FINMA’s practical experience, which is explained below, now confirms that asset managers should not wait to submit their application until deadline but should certainly address the licensing requirements relevant to their business model at an early stage.
Some “first movers” are already licensed
In its publication (“First experiences in the asset manager and trustee licensing process”; the link to this publication can be found at the end of this article), FINMA shares its initial experiences and expectations for the potential applicants. So far, 95 applications have been received and 36 asset managers approved (as of April 2021). No applications have yet been rejected, which is a positive development at first glance. However, it must be taken into account that these “first-approved” asset managers include almost exclusively asset managers who are part of a domestic group company (e.g. the bank-licensed Aquila AG) and are thus integrated into a “setting” that FINMA has long known about and monitored. Only eight “independent” asset managers appear (as of the beginning of August 2021) on the FINMA list of authorised asset managers.
Risk-based authorisation practice
FINMA confirms to keep an eye on the riskiest business models to ensure uniform and high-quality standards of Swiss asset managers. Only those applicants who correctly assess, manage and adequately monitor their business risks will receive FINMA’s seal of approval. FINMA therefore demands from applicants “willingness to make the necessary adjustments, e.g. in terms of organisation e.g. in terms of organisation, processes, resources, etc.”. In addition, FINMA expects the filing application to be of a “high quality” and must be submitted via the correct process (in particular prior supervisory organisation).
In any case, FINMA makes it unequivocally clear that “without the implementation of the necessary adjustments (possibly increase resources, separating risk and compliance, outsourcing to external service providers), authorisation will not be granted”.
Separation of risk/compliance and independent Board of Directors (practice examples)
In its publication FINMA sheds some light to two key issues, namely for which business models (i) operational separation of risk and compliance and/or (ii) the appointment of an independent board member is mandatory.
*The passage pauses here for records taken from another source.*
PR #2301, opened 2025-02-13
CV2 5687 removed unmatched media list

sarahkeh:
## Description

Removed unmatched media list page, sidebar link, related route and page props. 

References: CV2-5687

## How to test?

Manually, /unmatched-media no longer directs to a list and the list no longer appears in the sidebar. 

## Checklist


caiosba (approved):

Based on the law the above-mentioned requirements (i) and (ii) do not have to be fulfilled
- if less than 5 full-time employees or an annual gross income of less than CHF 2 million and if the applicant does not pursue a “business model with increased risks” (requirement (i) does not have to be met);
- if less than 10 full-time employees and annual gross revenues of less than CHF 5 million and if applicant’s “type and scope of the activity” does not require this (requirement (ii) does not have to be met).
Hence, in addition to the clearly defined thresholds, the legislator cumulatively mentions two conditions that require interpretation (“no business model with increased risks” and “type and scope of activity”), which are neither explained in more detail nor exemplified in the law or in the literature. This leads to legal uncertainty and gives the authorities, FINMA in particular, a great room for discretion. Regarding the election of an independent board member, FINMA adds the phrase “or risky business model” to the legal terminology “type and scope of activity” in its publication and clarifies that it also assesses this aspect mainly from a risk perspective.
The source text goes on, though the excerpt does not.